Recovering Hamilton's Equations from Poisson brackets

[brotherbobby]

TL;DR

The online lecture notes I am following (see screenshot below) (correctly) derives the time derivative of a dynamical variable $u(q,p,t) = \{u,H\}+\dfrac{\partial u}{\partial t}$.
It then takes in stages, $u=\q_i$ and then $u = p_i$ to find Hamilton's equations of motion, if only as a form of reassurance. Namely, $\dot{q}_i = \partial H/\partial p_i\quad \dot{p}_i=-\partial H/\partial q_i$. But there's a serious problem in the derivation.

The issue : Let me start by copying and pasting the relevant passage from the text, thanks to modern day methods of computing.

The trouble is, in equation (4.79), it completely ignores the partial derivative of $q_i$ with respect to time, i.e. it puts $\partial q_i/\partial t=0$.

But $q_i$ is a dynamical variable of $t$, or $q_i(t)$. In the derivation of Hamilton's equations from the Hamiltonian, viz. $H = p_i \dot q_i-L$, nowhere did we assume that $\partial q_i/\partial t=0$.

It goes on to the do the same (next page, 70) with the second Hamilton's equation, putting again $\partial p_i/\partial t=0$.

Question : Clearly, these partial derivatives are not zero. And yet, if we don't put them to zero, Hamilton's equations are not recovered.
What is going on?

Attempt :
Let me try to "fill in" the mathematics that the author has left out, with the first equation.

$\small{\dot{q}_i=\{q_i,H\}+\partial q_i/\partial t=\partial q_i/\partial q_j \partial H/\partial p_j- \partial q_i/\partial p_j \partial H/\partial q_j+\partial q_i/\partial t=\delta_{ij}\, \partial H/\partial p_j+\partial q_i/\partial t=\partial H/\partial p_i+\partial q_i/\partial t\ne \partial H/\partial p_i\;\text{unless}\; \partial q_i/\partial t=0}$.

Request : Is $\partial q_i/\partial t=0$? A help or a hint would be most welcome.

 

[wrobel]

Such a way of presentation can really confuse a reader.
In (4.76) the function u depends on p,q and t.
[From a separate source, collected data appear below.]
PR #1052, opened 2023-02-18
docs: mention that low-level functions are in API submodule

jwahlstrand:
In the section on low-level routines, there was previously no mention of the API submodule where the wrapped functions are defined. Also fix a typo.


musm:
Thanks

PR #1060, opened 2023-03-25
Tuple support

lxvm:
Since there is already support for reading/writing compound types, I wanted to try adding support for `Tuple`s as well, since sometimes saving tuple data is convenient, or compound types have tuple data (e.g. `SArray`). This pr writes tuples to compound types with member names corresponding to the indices of each element, i.e. `var"1", var"2", var"3",...`. I understand that there is no native HDF5 type corresponding to a tuple, however this pr is non-breaking and since tuples will be read back as named tuples, which inherit the majority of behavior from tuples, this only provides additional features. Please advise.

I also made the following changes:
- allow `dset[i] = e` for `e` a compound type by loosening method signatures
- add a method for `datatype(::Type{T})` so that `create_dataset(parent, path, T, dataspace)` works for compound types `T`

I also prepared a follow-up pr showing that we can save StaticArrays as compound types (https://github.com/lxvm/HDF5.jl/tree/pr_sarray), although one method would change in a breaking way.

But in formulas (4.77) and (4.78) it is assumed that u=u(p(t),q(t),t) where p(t),q(t) is a solution to the Hamilton equations.

The trouble is, in equation (4.79), it completely ignores the partial derivative of qi with respect to time, i.e. it puts ∂qi/∂t=0.

that is because of that $u(p,q,t)=q_i$ does not depend on t explicitly. In such cases I usually recommend changing a textbook.

UPD

We can look at this as follows.
For functions f(t,q,p), g(t,q,p) introduce a Poisson brackets:
$$\{f,g\}:=\frac{\partial f}{\partial q}\frac{\partial g}{\partial p}-
\frac{\partial g}{\partial q}\frac{\partial f}{\partial p}.$$
Particularly if $f=q_i$ then
$\{q_i,g\}=\frac{\partial g}{\partial p_i}$ . Thus the Hamilton equations can be presented as follows
$\dot q_i=\{q_i,H\}$
analogously
$\dot p_i=\{p_i,H\}$

 

[div_grad]

.Request : Is $\partial q_i/\partial t=0$? A help or a hint would be most welcome.

@brotherbobby Equation (4.78) in your notes is valid for functions defined on the phase space, like $u=u(q,p,t)$. For such functions, the independent variables are taken to be $q$, $p$ and $t$. Therefore, if you want to use Eq.(4.78) to calculate total time derivative of $q$, you need to formally treat $q$ as a function defined on phase space - in this case you see that the particular phase space function $u(q,p,t)=q$ does not depend on time explicitly (since the independent variables for functions $u(q,p,t)$ are $q$, $p$ and $t$), hence the partial time derivative of this phase space function is zero. Thus you recover the Hamilton's equations.